[Collected data]
####

Issue #435, opened 2022-02-22
document how to yield progressive outputs with pydantic Cog


zeke:
Most Cog models have a `predict()` method that returns a single value when the prediction is finished, but it's also possible for this function to `yield` output progressively as the function is running. This is particularly useful among image generation models.

Here's an example of a model that yields progressive output: https://github.com/dribnet/pixray/blob/f2a29ac5c355cb0c82a665a5edbd94751694e1a4/cogrun.py#L47-L50

Let's document how that works In the new [pydantic version of Cog](https://github.com/replicate/cog/releases/tag/v0.1.0-alpha).

PR #463, opened 2022-03-03
Make progressive output a list

### LINKED ISSUE #462: Design proposal: Progressive output as a list
## Background

In-progress output can be returned by using `yield` in a `predict()` function. When the function yields, the output is put on the Redis queue to return to the caller while the `predict()` function is still running.

This is useful for generative models like [pixray](https://replicate.com/pixray/text2image) which take a while to process, and users want to see the output as it is running.

The way this currently works is with a single output value that changes over time.

## Problem

Previous output gets discarded, and it is hard to track when output changes.

Due to this, displaying progressive output in Replicate is a big 'ol hack. If the output changes while the model is still running, we save that to the database and loosely keep track of what outputs get produced (with the `File.output_for_prediction` field). It’s hard to dedupe files (we have another hacky field `File.serving_url` for that) and we might miss output if we don’t poll in time (though this will be less of of a problem if we push with webhooks).

## Design

We could model progressive output as a list. Instead of each output being considered a point-in-time value, it could change over time. For example, consider these outputs changing over time in the previous design:

- `1.jpg`
- `2.jpg`
- `3.jpg`

We’d instead model it like this:

- `["1.jpg"]`
- `["1.jpg", "2.jpg"]`
- `["1.jpg", "2.jpg", "3.jpg"]`

In other words, the progressive output is considered part of the primary output, and part of the primary data model, rather than it being an effect of that data changing over time.

Some neat properties of this:

- It’s always consistent, in case data gets missed if we don’t poll fast enough or webhooks get missed
- It’s saved alongside the prediction, so wherever we display predictions the progressive output data is right there
- It kinda makes semantic sense. From a Python programmer’s point of view, a function that returns an iterator is returning a list that changes.
- For a backwards compatibility shim we're making for Replicate, we can keep track of the output changing. So instead of having to have the `serving_url` hack we can just be like `if len(new_output) > len(existing_output)`

[This is reminiscent of whether to send snapshots or incremental updates for logs](https://github.com/replicate/cog/issues/438). This would be inefficient if there are large numbers of outputs and we don’t care about the previous outputs.

Perhaps a difference with output is that progressive output is likely to be small amounts of data. And, it is primary output we care about, not just metadata.

## Implementation

- In the schema for Pydantic models, generators would be considered an `array`
- The schema for old models for backwards compatibility would *always* be `[{text: ..., file: ...}]`.
    - Most models will just return list of length 1.
    - We could be smart and figure out whether the function is a generator, but we’d then have to generate a different output schema for each model somehow. Currently, all old models have the same schema which makes the data migration really easy.
- Pydantic Cog models and the backwards compatibility shim would keep track of values that have been yielded and send a progressively growing list of outputs over the Redis API
- On Replicate, we’d just blindly store the output in `Prediction.output`. We would display outputs of list length 1 as if it was just a normal output. If the length of the list is >1, then we display a slider to skip through the outputs.

bfirsh:
An implementation of #462. This is a precursor to supporting progressive output for Pydantic Cog models on Replicate.

It's not documented, but it wasn't documented before, so I think we can defer that. #435

There is another bug fix in here with a little semantic change to the progressive output response. Details in the commit.

Closes #462

### DIFF
--- a/python/cog/predictor.py
+++ b/python/cog/predictor.py
@@ -1,5 +1,5 @@
 from abc import ABC, abstractmethod
-from collections.abc import Generator
+from collections.abc import Iterator
 import enum
 import importlib
 import inspect
@@ -7,9 +7,10 @@ import os.path
 from pathlib import Path
 from pydantic import create_model, BaseModel
 from pydantic.fields import FieldInfo
+from typing import List
 
 # Added in Python 3.8. Can be from typing if we drop support for <3.8.
-from typing_extensions import Literal, get_origin, get_args
+from typing_extensions import get_origin, get_args
 import yaml
 
 from .errors import ConfigDoesNotExist, PredictorNotSet
@@ -174,11 +175,11 @@ For example:
     else:
         OutputType = signature.return_annotation
 
-    # The type that goes in the response is the type that is yielded
-    if get_origin(OutputType) is Generator:
-        OutputType = get_args(OutputType)[0]
+    # The type that goes in the response is a list of the yielded type
+    if get_origin(OutputType) is Iterator:
+        OutputType = List[get_args(OutputType)[0]]
 
-    if OutputType.__name__ != "Output":
+    if not hasattr(OutputType, "__name__") or OutputType.__name__ != "Output":
         # Wrap the type in a model called "Output" so it is a consistent name in the OpenAPI schema
         class Output(BaseModel):
             __root__: OutputType
--- a/python/cog/server/http.py
+++ b/python/cog/server/http.py
@@ -65,15 +65,6 @@ def create_app(predictor: BasePredictor) -> FastAPI:
         if request:
             output_file_prefix = request.output_file_prefix
 
-        # loop over generator function to get the last result
-        if isinstance(output, types.GeneratorType):
-            last_result = None
-            for iteration in enumerate(output):
-                last_result = iteration
-                # TODO: clean up output files
-            # last result is a tuple with (index, value)
-            output = last_result[1]
-
         OutputType = get_output_type(predictor)
         Response = get_response_type(OutputType)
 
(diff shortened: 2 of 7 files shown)


python/cog/predictor.py
```diff
@@ -1,15 +1,16 @@
 from abc import ABC, abstractmethod
-from collections.abc import Generator
+from collections.abc import Iterator
```
zeke, line 2: Why the change from Generator to Iterator?

zeke (approved):
Love the branch name. Looks good to me. 🚀

python/cog/predictor.py
bfirsh: It's a subset of the functionality of `Generator` that is neater to write (`Iterator[str]` instead of `Generator[str, None, None]`).

See here: https://docs.python.org/3/library/collections.abc.html#collections-abstract-base-classes

`Generator` is a subclass of `Iterator`.

python/cog/predictor.py
```diff
@@ -174,11 +175,11 @@ def predict(
...
 
-    # The type that goes in the response is the type that is yielded
-    if get_origin(OutputType) is Generator:
-        OutputType = get_args(OutputType)[0]
+    # The type that goes in the response is a list of the yielded type
+    if get_origin(OutputType) is Iterator:
+        OutputType = List[get_args(OutputType)[0]]
 
-    if OutputType.__name__ != "Output":
+    if not hasattr(OutputType, "__name__") or OutputType.__name__ != "Output":
```
bfirsh, line 182: This fixes a problem with `Any` that @evilstreak mentioned, I think?

evilstreak:
Yes, that’ll fix it!

bfirsh:
Pushed a minor fix for progressive files. It now calls `encode_json()` before adding to `output`, that way the filenames stay consistent and it doesn't upload unnecessary files to storage.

####

**Exercise aim:**
In the entries above, find the line holding "We could model" and the line holding "- For a backwards", then retype exactly those two lines and every line between them, and nothing else.

**Expected answer:**
We could model progressive output as a list. Instead of each output being considered a point-in-time value, it could change over time. For example, consider these outputs changing over time in the previous design:

- `1.jpg`
- `2.jpg`
- `3.jpg`

We’d instead model it like this:

- `["1.jpg"]`
- `["1.jpg", "2.jpg"]`
- `["1.jpg", "2.jpg", "3.jpg"]`

In other words, the progressive output is considered part of the primary output, and part of the primary data model, rather than it being an effect of that data changing over time.

Some neat properties of this:

- It’s always consistent, in case data gets missed if we don’t poll fast enough or webhooks get missed
- It’s saved alongside the prediction, so wherever we display predictions the progressive output data is right there
- It kinda makes semantic sense. From a Python programmer’s point of view, a function that returns an iterator is returning a list that changes.
- For a backwards compatibility shim we're making for Replicate, we can keep track of the output changing. So instead of having to have the `serving_url` hack we can just be like `if len(new_output) > len(existing_output)`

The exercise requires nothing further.